[Stored items]
________________________
PR #423, opened 2023-05-04
redesign SpatialOperator::move_grid_and_update_dependent_data_structures()

nfehn:
This PR is an attempt to make the usage of ALE in time integrators and multigrid preconditioners more intuitive / easier to understand.

This PR originated from PR #404 and is one step towards realizing what is described in comment https://github.com/exadg/exadg/pull/404#discussion_r1177448382.

### DIFF
--- a/include/exadg/convection_diffusion/preconditioners/multigrid_preconditioner.cpp
+++ b/include/exadg/convection_diffusion/preconditioners/multigrid_preconditioner.cpp
@@ -116,9 +116,36 @@ MultigridPreconditioner<dim, Number>::update()
     this->initialize_mapping();
 
     this->update_matrix_free();
+
+    update_operators_after_grid_motion();
   }
 
-  update_operators();
+  set_time(pde_operator->get_time());
+  set_scaling_factor_mass_operator(pde_operator->get_scaling_factor_mass_operator());
+
+  if(data.convective_problem and
+     data.convective_kernel_data.velocity_type == TypeVelocityField::DoFVector)
+  {
+    VectorType const & velocity = pde_operator->get_velocity();
+
+    // convert Number --> MultigridNumber, e.g., double --> float, but only if necessary
+    VectorTypeMG         vector_multigrid_type_copy;
+    VectorTypeMG const * vector_multigrid_type_ptr;
+    if(std::is_same<MultigridNumber, Number>::value)
+    {
+      vector_multigrid_type_ptr = reinterpret_cast<VectorTypeMG const *>(&velocity);
+    }
+    else
+    {
+      vector_multigrid_type_copy = velocity;
+      vector_multigrid_type_ptr  = &vector_multigrid_type_copy;
+    }
+
+    set_velocity(*vector_multigrid_type_ptr);
+  }
+
+  // Once the operators are updated, the update of smoothers and the coarse grid solver is generic
+  // functionality implemented in the base class
 
   update_smoothers();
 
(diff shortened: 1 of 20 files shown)


include/exadg/convection_diffusion/preconditioners/multigrid_preconditioner.cpp
```diff
@@ -116,9 +116,36 @@ MultigridPreconditioner<dim, Number>::update()
     this->initialize_mapping();
 
     this->update_matrix_free();
+
+    update_operators_after_grid_motion();
```
nfehn, line 120: now we only have one `if(mesh_is_moving)` statement in the multigrid preconditioner (and not spread over two functions as done previously).

include/exadg/convection_diffusion/time_integration/time_int_bdf.cpp
```diff
@@ -557,7 +557,9 @@ TimeIntBDF<dim, Number>::postprocessing() const
   if(this->param.ale_formulation and this->get_time_step_number() == 1 and
      not this->param.restarted_simulation)
   {
-    pde_operator->move_grid_and_update_dependent_data_structures(this->get_time());
+    pde_operator->move_grid(this->get_time());
```
nfehn, line 560: In comment https://github.com/exadg/exadg/pull/404#discussion_r1177448382, it has been proposed to let the time integrator directly operate on the grid motion object, which can now be addressed easily without affecting the update of MatrixFree or the update of spatial operators (such as the interior penalty parameter).

include/exadg/incompressible_navier_stokes/time_integration/time_int_bdf.cpp
```diff
@@ -460,7 +460,9 @@ TimeIntBDF<dim, Number>::postprocessing() const
   if(this->param.ale_formulation and this->get_time_step_number() == 1 and
      not this->param.restarted_simulation)
   {
-    operator_base->move_grid_and_update_dependent_data_structures(this->get_time());
+    operator_base->move_grid(this->get_time());
+    operator_base->update_matrix_free_after_grid_motion();
+    operator_base->update_spatial_operators_after_grid_motion();
```
richardschu, line 465: the sequence of these steps is important ... do we or _should we_ enforce the correct sequence of steps? One could work with `bool`s and assert invalid combinations. On the other side it is highlighted in the comments in `spatial_operator_base`.

richardschu (commented):
Looks great - do we want to enforce the sequence of steps? that is the only thing I thought about! - probably the reason for the design chosen before!

include/exadg/incompressible_navier_stokes/time_integration/time_int_bdf.cpp
nfehn: Yes, good point. The problem in my opinion is that the sequence of these three steps is neither the responsibility of the `SpatialOperatorBase` (because the `GridMotion` and `MatrixFree` objects are not owned by the spatial operator) nor of the `TimeIntegrator` (because the `GridMotion` and `MatrixFree` objects are not owned by the time integrator). For this reason, I suggest to keep it as is for now and address this in upcoming PRs in combination with other refactorings. One could of course introduce an additional function here or there, but this means that the interface is duplicated with the function `move_grid()` and needs to be adapated at two places when introducing new parameters (such as the update of a preconditioner, which was the origin of the present PR ...).

Overall, we are somewhat in conflict in terms of a separation of concerns between `SpatialOperator`/`Driver`/`TimeIntegrator` regarding data structures such as `Grid`/`GridMotion`/`Mapping`/`MatrixFree`. This is a somewhat everlasting topic in ExaDG where we still need to improve the design.

I think it makes sense that the `Driver` owns most of these data structures, because this allows us great flexibility in terms of coupled or multiphysics problems. One solution could be to pass a lambda with the sequence of three steps from the `Driver` (where all the relevant data structures live) to the `TimeIntegrator`, which can then call this lambda without any knowledge of `GridMotion`/`Mapping`/`MatrixFree` (data structures that should actually not occur in the time integration class).

richardschu: I will dig into the grid mapping now anyways, then I can better understnad the problem. For now, I think we can proceed with the three consecutive calls! Once I have the full picture, we can go for some refactoring :100: .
________________________
**Action item:** Retype all the records above without changing a word.

**Exercise result:**
PR #423, opened 2023-05-04
redesign SpatialOperator::move_grid_and_update_dependent_data_structures()

nfehn:
This PR is an attempt to make the usage of ALE in time integrators and multigrid preconditioners more intuitive / easier to understand.

This PR originated from PR #404 and is one step towards realizing what is described in comment https://github.com/exadg/exadg/pull/404#discussion_r1177448382.

### DIFF
--- a/include/exadg/convection_diffusion/preconditioners/multigrid_preconditioner.cpp
+++ b/include/exadg/convection_diffusion/preconditioners/multigrid_preconditioner.cpp
@@ -116,9 +116,36 @@ MultigridPreconditioner<dim, Number>::update()
     this->initialize_mapping();
 
     this->update_matrix_free();
+
+    update_operators_after_grid_motion();
   }
 
-  update_operators();
+  set_time(pde_operator->get_time());
+  set_scaling_factor_mass_operator(pde_operator->get_scaling_factor_mass_operator());
+
+  if(data.convective_problem and
+     data.convective_kernel_data.velocity_type == TypeVelocityField::DoFVector)
+  {
+    VectorType const & velocity = pde_operator->get_velocity();
+
+    // convert Number --> MultigridNumber, e.g., double --> float, but only if necessary
+    VectorTypeMG         vector_multigrid_type_copy;
+    VectorTypeMG const * vector_multigrid_type_ptr;
+    if(std::is_same<MultigridNumber, Number>::value)
+    {
+      vector_multigrid_type_ptr = reinterpret_cast<VectorTypeMG const *>(&velocity);
+    }
+    else
+    {
+      vector_multigrid_type_copy = velocity;
+      vector_multigrid_type_ptr  = &vector_multigrid_type_copy;
+    }
+
+    set_velocity(*vector_multigrid_type_ptr);
+  }
+
+  // Once the operators are updated, the update of smoothers and the coarse grid solver is generic
+  // functionality implemented in the base class
 
   update_smoothers();
 
(diff shortened: 1 of 20 files shown)


include/exadg/convection_diffusion/preconditioners/multigrid_preconditioner.cpp
```diff
@@ -116,9 +116,36 @@ MultigridPreconditioner<dim, Number>::update()
     this->initialize_mapping();
 
     this->update_matrix_free();
+
+    update_operators_after_grid_motion();
```
nfehn, line 120: now we only have one `if(mesh_is_moving)` statement in the multigrid preconditioner (and not spread over two functions as done previously).

include/exadg/convection_diffusion/time_integration/time_int_bdf.cpp
```diff
@@ -557,7 +557,9 @@ TimeIntBDF<dim, Number>::postprocessing() const
   if(this->param.ale_formulation and this->get_time_step_number() == 1 and
      not this->param.restarted_simulation)
   {
-    pde_operator->move_grid_and_update_dependent_data_structures(this->get_time());
+    pde_operator->move_grid(this->get_time());
```
nfehn, line 560: In comment https://github.com/exadg/exadg/pull/404#discussion_r1177448382, it has been proposed to let the time integrator directly operate on the grid motion object, which can now be addressed easily without affecting the update of MatrixFree or the update of spatial operators (such as the interior penalty parameter).

include/exadg/incompressible_navier_stokes/time_integration/time_int_bdf.cpp
```diff
@@ -460,7 +460,9 @@ TimeIntBDF<dim, Number>::postprocessing() const
   if(this->param.ale_formulation and this->get_time_step_number() == 1 and
      not this->param.restarted_simulation)
   {
-    operator_base->move_grid_and_update_dependent_data_structures(this->get_time());
+    operator_base->move_grid(this->get_time());
+    operator_base->update_matrix_free_after_grid_motion();
+    operator_base->update_spatial_operators_after_grid_motion();
```
richardschu, line 465: the sequence of these steps is important ... do we or _should we_ enforce the correct sequence of steps? One could work with `bool`s and assert invalid combinations. On the other side it is highlighted in the comments in `spatial_operator_base`.

richardschu (commented):
Looks great - do we want to enforce the sequence of steps? that is the only thing I thought about! - probably the reason for the design chosen before!

include/exadg/incompressible_navier_stokes/time_integration/time_int_bdf.cpp
nfehn: Yes, good point. The problem in my opinion is that the sequence of these three steps is neither the responsibility of the `SpatialOperatorBase` (because the `GridMotion` and `MatrixFree` objects are not owned by the spatial operator) nor of the `TimeIntegrator` (because the `GridMotion` and `MatrixFree` objects are not owned by the time integrator). For this reason, I suggest to keep it as is for now and address this in upcoming PRs in combination with other refactorings. One could of course introduce an additional function here or there, but this means that the interface is duplicated with the function `move_grid()` and needs to be adapated at two places when introducing new parameters (such as the update of a preconditioner, which was the origin of the present PR ...).

Overall, we are somewhat in conflict in terms of a separation of concerns between `SpatialOperator`/`Driver`/`TimeIntegrator` regarding data structures such as `Grid`/`GridMotion`/`Mapping`/`MatrixFree`. This is a somewhat everlasting topic in ExaDG where we still need to improve the design.

I think it makes sense that the `Driver` owns most of these data structures, because this allows us great flexibility in terms of coupled or multiphysics problems. One solution could be to pass a lambda with the sequence of three steps from the `Driver` (where all the relevant data structures live) to the `TimeIntegrator`, which can then call this lambda without any knowledge of `GridMotion`/`Mapping`/`MatrixFree` (data structures that should actually not occur in the time integration class).

richardschu: I will dig into the grid mapping now anyways, then I can better understnad the problem. For now, I think we can proceed with the three consecutive calls! Once I have the full picture, we can go for some refactoring :100: .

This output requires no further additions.